Now to share this: Yesterday one of your (or should I say “our,” since Widdle pedals) tribe opted to ride in heavy right lane traffic on one of Summerville’s busiest streets.
I’ll be the first to say you looked cool in your Lycra/Spandex/Spidey suit and color-coordinated helmet, hunched over like you were in the home stretch of the Tour de France.
But… you had me sweating bullets, bro. Did you even notice car drivers’ frantic attempts to not run you over?
I was directly behind you with heavy traffic in the left lane, so passing wasn’t an option.
I crept along at 20 miles per hour in a 45 mph zone and prayed that 1) You didn’t run over a stick and fall in front of me, and 2) The 18-wheeler coming in hot behind me could hit his brakes before smashing into my SUV, which would have made me smash into you and that lightweight racing bike.

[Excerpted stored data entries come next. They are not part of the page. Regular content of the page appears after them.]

Issue #3974, opened 2024-02-05
egui menus: remember size from previous frame


emilk:
egui menus use a justified layout, so that buttons fill the full width.
This means we currently have to pick a width up front and then fit all buttons to that.

It would be nicer to be able to dynamically size the menu based on the contents in the first frame.

Issue #4535, opened 2024-05-24
Sizing-pass flag


emilk:
### Problem
The first frame we shown an Area or a Grid we only measure the size of everything, but don't show anything to the user. This the first frame becomes a size-measuring pass. This is a poor-mans two-pass mode.

A common problem is "How wide do we need to make this area"? (e.g. a menu).
We usually want to set a max width of e.g. 400 points, at which we should start wrapping.
But if we can keep things more narrow, that's better.

Now consider a widget that expands to fill its parent, e.g. a `Separator`.
It will the first frame expand to the full max width, and then the min width = max width, and so we will always expand to the maximum allowed with. This is bad, causing menus to become overly wide.

For more details, see https://github.com/emilk/egui/issues/843

### Solution
We set a simple boolean flag for the sizing pass.
Widgets that expand to fill the max_width would first check this flag, and if set, they would _not_ expand, but only allocate the minimum size they actually need.
When the sizing pass finishes, we store the final size in the `Area` state (or whatever), and then next frame we have a properly sized area.

This flag would be passed down to child UIs.

### Would close
* https://github.com/emilk/egui/issues/3974
* #4452 
* https://github.com/rerun-io/rerun/issues/6246

### Other related
* #4471
* https://github.com/emilk/egui/issues/843
* https://github.com/emilk/egui/issues/4378

PR #4557, opened 2024-05-28
Add `Ui::is_sizing_pass` for better size estimation of `Area`s, and menus in particular

emilk:
* Part of https://github.com/emilk/egui/issues/4535
* Closes https://github.com/emilk/egui/issues/3974

This adds a special `sizing_pass` mode to `Ui`, in which we have no centered or justified layouts, and everything is hidden. This is used by `Area` to use the first frame to measure the size of its contents so that it can then set the perfectly correct size the subsequent frames.

For menus, where buttons are justified (span the full width), this finally the problem of auto-sizing. Before you would have to pick a width manually, and all buttons would expand to that width. If it was too wide, it looked weird. If it was too narrow, text would wrap. Now all menus are exactly the width they need to be. By default menus will wrap at `Spacing::menu_width`.

This affects all situations when you have something that should be as small as possible, but still span the full width/height of the parent. For instance: the `egui::Separator` widget now checks the `ui.is_sizing_pass` flag before deciding on a size. In the sizing pass a horizontal separator is always 0 wide, and only in subsequent passes will it span the full width.

### DIFF
--- a/crates/egui/src/containers/area.rs
+++ b/crates/egui/src/containers/area.rs
@@ -165,7 +165,7 @@ impl Area {
         self
     }
 
-    /// The size used for the [`Ui::max_size`] the first frame.
+    /// The size used for the [`Ui::max_rect`] the first frame.
     ///
     /// Text will wrap at this width, and images that expand to fill the available space
     /// will expand to this size.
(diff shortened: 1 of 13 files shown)


crates/egui/src/containers/area.rs
```diff
@@ -461,10 +508,15 @@ impl Prepared {
...
-            temporarily_invisible: _,
+            sizing_pass: _,
         } = self;
 
-        state.size = content_ui.min_size();
+        // We round up to an integer point size.
+        // This avoid rounding errors, especially important after a sizing pass.
+        // If during the sizing pass we measure our width to `123.45` and
+        // then try to wrap to exactly that next frame,
+        // we may accidentally wrapping the last letter of some text.
```
emilk, line 518:
```suggestion
        // we may accidentally wrap the last letter of some text.
```

emilk:
Contents of context menus sometimes wrap too early, and sometimes continuously expand…

PR #4559, opened 2024-05-28
Revert update to wgpu 0.20 => downgrade to wgpu 0.19.1

emilk:
0.20 has a bunch of bugs that will be fixed by:

* https://github.com/gfx-rs/wgpu/pull/5681

At Rerun, we don't want to wait for the wgpu 0.20.1 patch release before we update egui, so we will temporarily downgrade to wgpu 0.19

After reverting I'll open a new PR that will update to 0.20 again, with the intention of merging that once 0.20.1 is released.

### DIFF
--- a/.github/workflows/rust.yml
+++ b/.github/workflows/rust.yml
@@ -108,7 +108,7 @@ jobs:
       - name: wasm-bindgen
         uses: jetli/wasm-bindgen-action@v0.1.0
         with:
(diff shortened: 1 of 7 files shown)


emilk:
If you want to use wgpu 0.20.0 now, you can track this branch: https://github.com/emilk/egui/pull/4560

Here’s what’s really funny, by which I mean not funny at all: There was a broad, smooth sidewalk about 18 inches to your right. It would have taken you from Dorchester to Bacon’s Bridge Road safely and quickly. Why you opted to take your chances in traffic, we’ll never know.
I made it to my destination in one piece and I hope you did, too. But the fun wasn’t done.

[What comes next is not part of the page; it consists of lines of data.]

Issue #4479, opened 2024-05-11
Allow for manual placement of the canvas element


AlexanderSchuetz97:
**Is your feature request related to a problem? Please describe.**
For Wasm/Web, I want to integrate egui into an existing large single page web application written in javascript/typescript. 
egui should only render stuff inside a canvas. Placement of that canvas is very cumbersome as
egui runs code in its update loop that just assumes that egui takes care of the entire screen.

**Describe the solution you'd like**
An option for me prevent egui from touching the css style of the canvas element at all.
Ideally egui should look at the canvas size in its draw routine in this mode and just "accept" that this is the size it has to use.

**Describe alternatives you've considered**
Wrap the canvas in a div, and overwrite the css style in the div. This is however very wonky as 
if I do not set the size of the div to absolute pixel values for every execution of the update routine the canvas grows larger.
This prevents me from using %width or %height stuff in the div.

My current workaround is not pretty but works:
```
<div style="height: 500px; width: 500px; position: relative !important;">
    <canvas id="the_canvas_id"></canvas>
</div>
```
the "position: relative !important" has to be set to overwrite the "position: absolute" that egui sets on the canvas element.
and the sizes have to be set for the update loop to be able to detect. Again if I set the sizes to a percentage then
the canvas will just add 1 pixel each time the update loop is ran. (rounding issue?)

I would prefer to not have to do this at all and just set some flag in WebOptions that placement of the canvas 
is "manual" and egui should not mess with the style tag of the canvas at all. Then I could just set all
the stuff on the canvas directly and not abuse a div for this. Plus hopefully the canvas size increase issue would go away
when using %height %width.

Setting the size in the WebOptions::max_size_points is not really helping either since the canvas may move/resize
depending on what the user does and there doesn't appear to be a way of changing these values again after starting
the WebRunner.

**Additional context**
I am not using trunk, as my goal is to integrate egui into an existing application. I am using wasm-pack. This should not
have any impact tho as the only thing thats different is that the entrypoint is not called main but some other function 
that the javascript code calls with the canvas id.
The rest of the "app" code is for now identical to emilk/eframe_template.

jprochazk:
There are two reasons why this is happening:

[...]

Issue #4060, opened 2024-02-16
TextAgent assumes canvas is aligned to the top


canselcik:
https://github.com/emilk/egui/blob/f7fc3b0154bfef4f7f787f0eab21c48fe497b583/crates/eframe/src/web/text_agent.rs#L153-L154

There seems to be no way to disable this. Any input to the canvas makes the canvas get a `position: absolute, top: 0%`, breaking layout.

Maybe `mouseup` shouldn't result in `text_agent::update_text_agent(runner)` getting called.

Maybe eframe should save some of the original style attributes of the canvas and then restore them instead of making this assumption.

emilk:
Web stuff is not really my skill set, so any help here would be appreciated.

canselcik:
> Web stuff is not really my skill set, so any help here would be appreciated.

Would be happy to help. Am I understanding correctly that this is for IME support? Was this behind a feature flag in the past?

If this was for IME support, what's the intention behind changing the position of the canvas element at all? At a quick glance, it appears the intention would be to slide it up and down to accommodate the keyboard that would slide in on a mobile device but my assumption would be that the keyboard appearing would already have that effect.

canselcik:
https://github.com/canselcik/egui/commit/be66734dd1ec4cbabe316de25e3642661b8644b2
How about something like this?

Since it is non-trivial accessing some configuration in that closure, I figured this would be a compromise-free option.

If the canvas isn't flush to the upper left corner of the page, pushing it up like it is currently done will result in potentially broken page layout. So if the canvas is flush to the upper left corner, we do what is currently done and then set an attribute on the canvas. We prefix it with `data-` as custom attributes doing that is allowed by the HTML5 spec. When the on screen keyboard is gone, we check for that custom attribute, if it is set, we unset it and "restore" the canvas back to the upper left corner of the page.

jprochazk:
The current workaround is to add some CSS to the canvas:
```css
canvas {
  position: initial !important;
  top: unset !important;
}
```

Ideally, egui would never set the style of the canvas element for any reason.

Issue #3618, opened 2023-11-24
egui_text_agent is not removed from the dom when WebRunner.destroy() is called. 


LiamPClancy:
**Describe the bug**
I'm loading a WASM package into a a react app, it's using egui to render the plot and rust to do logic. 
when calling wasmHandle.start(...)
it adds the text agent with 
super::text_agent::install_text_agent(self)?;

but when calling 
wasmHandle.destroy()
the text_agent is not removed from the dom,
This is creating an issue if the wasmHandle.start(...) is called again. 

my use case is that when someone logs out the wasmHandle is destroyed, and if they log back in again then .start is called. 
i'm handling this by removing the   egui_text_agent when the user logs out, but it'd be better i think if it was part of the destroy method. 

I'm thinking to add 

```
pub fn remove_text_agent() -> Result<(), JsValue> {
    if let Some(element) = web_sys::window()
        .unwrap()
        .document()
        .unwrap()
        .get_element_by_id(AGENT_ID)
    {
        if let Some(parent) = element.patent_node() {
            patent.remove_child(&element)?;
        }
    };

    Ok(());
}
```

to the text_agent.rs

and then modifying webRunner destroy with a call to remove_text_agent()

```
pub fn destroy(&self) {
        self.unsubscribe_from_all_events();
        super::text_agent::remove_text_agent()?;
        if let Some(runner) = self.runner.replace(None) {
            runner.destroy();
        }
    }

```

Happy to make a PR if you think the above is the correct approach?

emilk:
Sounds good - please make a PR!

Issue #2231, opened 2022-11-03
egui eframe TextEdit on mobile


Philipp-Sc:
Hi, thank you for creating this awesome repository. It's a lot of fun!

Is there a way to disable the following behavior?

On Mobile when the TextEdit gets focus (via touch, or click on the TextEdit area), the keyboard pops up AND the position of the Canvas is pushed up 30 to 45% leaving a gray space between the canvas and keyboard.

Am I missing something?

This can be reproduced by using this code [here](https://github.com/Philipp-Sc/librelearning/tree/0e7ad454f18fcf200b4a446a6b2246f6c409da56), ~~a live version can be found [here](https://www.philipp-schluetermann.de/librelearning/index.html).~~ (live version now contains a workaround)

Relevant code:

[eframe/src/web/text_agent.rs](https://github.com/emilk/egui/blob/041f2e64bac778c9095fbf4316dc1f7c7bceb670/crates/eframe/src/web/text_agent.rs)

```rust
            // Move up canvas so that text edit is shown at ~30% of screen height.
            // Only on touch screens, when keyboard popups.
            if let Some(latest_touch_pos) = runner.input.latest_touch_pos {
                let window_height = window.inner_height().ok()?.as_f64()? as f32;
                let current_rel = latest_touch_pos.y / window_height;

                // estimated amount of screen covered by keyboard
                let keyboard_fraction = 0.5;

                if current_rel > keyboard_fraction {
                    // below the keyboard

                    let target_rel = 0.3;

                    // Note: `delta` is negative, since we are moving the canvas UP
                    let delta = target_rel - current_rel;

                    let delta = delta.max(-keyboard_fraction); // Don't move it crazy much

                    let new_pos_percent = format!("{}%", (delta * 100.0).round());

                    canvas_style.set_property("position", "absolute").ok()?;
                    canvas_style.set_property("top", &new_pos_percent).ok()?;
                }

```

I am using the latest egui/eframe release: 0.19.0

Thank you in advance for investigating this.
Philipp-Sc

Philipp-Sc:
I updated my code to use the latest code from GitHub. The issue persists.

Philipp-Sc:
I added a workaround, to debug this issue, it can be reproduced using the following rev:
https://github.com/Philipp-Sc/librelearning/tree/0e7ad454f18fcf200b4a446a6b2246f6c409da56

The workaround consists of adding a CSS class with ```"top: 0% !important"``` to the canvas that enforces the position.
[...]

PR #4561, opened 2024-05-28
Improve web text agent

jprochazk:
- Closes https://github.com/emilk/egui/issues/4060 - no longer aligned to top
- Closes https://github.com/emilk/egui/issues/4479 - `canvas.style` is not set anywhere anymore
- Closes https://github.com/emilk/egui/issues/2231 - same as #4060
- Closes https://github.com/emilk/egui/issues/3618 - there is now one `<input>` per `eframe` app, and it's removed transitively by `WebRunner::destroy -> AppRunner::drop -> TextAgent::drop`

This PR improves the text agent to make fewer assumptions about how `egui` is embedded into the page:
- Text agent no longer sets the canvas position
- There is now a text agent for each instance of `WebRunner`
- The input element is now moved to the correct position, so the OS can display the IME window in the correct place. Before it would typically be outside of the viewport

The best way to test this is to build & server the web demo locally:
```
scripts/build_demo_web.sh && scripts/start_server.sh
```

Then open the EasyMark editor, and try using IME to input some emojis: http://localhost:8888/#EasyMarkEditor

To open the emoji keyboard use:
- <kbd>win + .</kbd> on Windows
- <kbd>ctrl + cmd + space</kbd> on Mac

Tested on:
- [x] Windows
- [x] Linux
- [x] MacOS
- [x] Android
- [x] iOS

## Migration guide

The canvas no longer controls its own size/position on the page. This means that those properties can now be controlled entirely via HTML and CSS, and multiple separate `eframe` apps can coexist better on a single page.

To match the old behavior, set the `canvas` width and height to 100% of the `body` element:

```html
<html>
  <body>
    <canvas></canvas>
  </body>
</html>
```

```css
/* remove default margins and use full viewport */
html, body {
  margin: 0;
  width: 100%;
  height: 100%;
}

canvas {
  /* match parent element size */
  width: 100%;
  height: 100%;
}
```

Note that there is no need to set `position: absolute`/`left: 50%; transform: translateX(-50%)`/etc., and setting those properties may poorly affect the sharpness of `egui`-rendered text.

Because `eframe` no longer updates the canvas style in any way, it also means that on mobile, the canvas no longer collapses upwards to make space for a mobile keyboard. This should be solved in other ways: https://github.com/emilk/egui/issues/4572

### DIFF
--- a/crates/eframe/src/web/text_agent.rs
+++ b/crates/eframe/src/web/text_agent.rs
@@ -1,237 +1,177 @@
-//! The text agent is an `<input>` element used to trigger
-//! mobile keyboard and IME input.
-//!
-use std::{cell::Cell, rc::Rc};
+//! The text agent is a hidden `<input>` element used to capture
+//! IME and mobile keyboard input events.
+
+use std::cell::Cell;
 
 use wasm_bindgen::prelude::*;
 
 use super::{AppRunner, WebRunner};
 
-static AGENT_ID: &str = "egui_text_agent";
-
-pub fn text_agent() -> web_sys::HtmlInputElement {
-    web_sys::window()
-        .unwrap()
-        .document()
-        .unwrap()
-        .get_element_by_id(AGENT_ID)
-        .unwrap()
-        .dyn_into()
-        .unwrap()
+pub struct TextAgent {
+    input: web_sys::HtmlInputElement,
+    prev_ime_output: Cell<Option<egui::output::IMEOutput>>,
 }
 
-/// Text event handler,
-pub fn install_text_agent(runner_ref: &WebRunner) -> Result<(), JsValue> {
-    let window = web_sys::window().unwrap();
-    let document = window.document().unwrap();
-    let body = document.body().expect("document should have a body");
-    let input = document
-        .create_element("input")?
-        .dyn_into::<web_sys::HtmlInputElement>()?;
-    let input = std::rc::Rc::new(input);
-    input.set_id(AGENT_ID);
-    let is_composing = Rc::new(Cell::new(false));
-    {
+impl TextAgent {
+    /// Attach the agent to the document.
+    pub fn attach(runner_ref: &WebRunner) -> Result<Self, JsValue> {
+        let document = web_sys::window().unwrap().document().unwrap();
+
+        // create an `<input>` element
+        let input = document
+            .create_element("input")?
+            .dyn_into::<web_sys::HtmlInputElement>()?;
+        input.set_type("text");
+
+        // append it to `<body>` and hide it outside of the viewport
         let style = input.style();
-        // Transparent
-        style.set_property("opacity", "0").unwrap();
-        // Hide under canvas
-        style.set_property("z-index", "-1").unwrap();
-    }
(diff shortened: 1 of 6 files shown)


Mm2PL:
I was asked to test this, works decently with ibus however there is a slight issue with the input being selected.
When I click-drag my mouse out of the input (like in selecting for example): I cannot use IME.
https://github.com/emilk/egui/assets/25011746/d88877ea-72b5-4c9b-8dc8-f87e4dfada00

jprochazk:
> I was asked to test this, works decently with ibus however there is a slight issue with the input being selected.

Thanks! I opened an issue for that: https://github.com/emilk/egui/issues/4563

jprochazk:
At the very least there don't seem to be any regressions here, and it's definitely improved some things, but also revealed just how broken input handling is on mobile web.

emilk:
Tested on iOS Safari, and when I click a text field that is in the lower half of the screen, the on-screen keyboard will now cover that text field, making it impossible to see what I'm typing. On `master`, the egui canvas would temporarily move up to prevent this problem.

So this is a regression that we should note down in an issue, ideally together with some ideas on how to solve it.

Still, I think a regression on mobile text input (which is already pretty broken anyways) is worth it in the interest of improving desktop web.

crates/eframe/src/web/text_agent.rs
```diff
@@ -1,237 +1,177 @@
...
+    }
 
-    Ok(())
-}
+    pub fn move_to(
+        &self,
+        ime: Option<egui::output::IMEOutput>,
+        canvas: &web_sys::HtmlCanvasElement,
+    ) -> Result<(), JsValue> {
+        // don't move the text agent on mobile
```
emilk, line 102: why?

emilk:
I'm testing bringing up the emoji editor on Mac on desktop chromium, and it will only _sometimes_ track the text field I have selected, but quite often go to the top-left corner.

I am testing using the TextEdit field in the WidgetGallery

crates/eframe/src/web/text_agent.rs
```diff
@@ -1,237 +1,177 @@
...
+        } else {
+            self.blur();
+        }
+    }
 
-                    // Note: `delta` is negative, since we are moving the canvas UP
-                    let delta = target_rel - current_rel;
+    pub fn has_focus(&self) -> bool {
+        let active_element = super::focused_element();
+        self.input.clone().dyn_into().ok() == active_element
```
emilk, line 136: This will return `true` if the left side errors (i.e. `.ok()` results in `None`)

emilk (approved):
So nice to get this cleaned up ❤️ 

But please open an issue describing the regression on mobile.

Are there any other likely regressions?

jprochazk:
Opened a bunch of issues and added them to
- https://github.com/emilk/egui/issues/4500

crates/eframe/src/web/text_agent.rs
jprochazk: The `<input>` is moved to allow IME "popups" to follow the text cursor, but there's no need for that on mobile. Updated the comment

I parked at my gym and set out for the Sawmill Branch Trail. My running days have devolved into brisk walking days, and that’s fine. After running 25 miles a week for many years, plantar fasciitis jumped on me. It took steroid shots, switching to Hokas and daily stretching to heal, and now brisk walking suits me fine. But I digress.
From long habit, I walk the right side of the paved path. It’s a universal courtesy that lets faster traffic behind me pass on the left. In return, when a runner or cyclist does make that pass, s/he is supposed to call “Left,” to give their slower brethren notice to keep right.
Not 20 minutes after Mr. Swift on Bacon’s Bridge terrified a host of drivers, three cyclists riding abreast passed me from behind without a word, with a clearance of about six inches. I felt their draft on my bare arm. I was startled but not surprised, because it happens almost every time I’m on the trail.
(Since I don’t wear earbuds and do wear hearing aids, there is zero chance anyone says “Left!” without me hearing it.)
People. Fellow bike riders. Come on. Let’s get from point A to point B safely. The key word here is “safely.” Follow the rules of the road and live. It’s a better long-range plan than going for a ride and ending up dead.
To be clear: The law says cyclists have the same rights as drivers, which is as it should be. Cyclists benefit the environment, get a health boost and build social ties in ways that car drivers don’t.
All those benefits go out the window when you’re dead or sitting in a courtroom because you crashed into a pedestrian.
You do not own the street or the bike/walk trails. Let’s look out for each other. Be safe. Be courteous. We’re all in this together.
P.S. In case reader response includes torches and pitchforks, please be careful. We all know Spandex is flammable.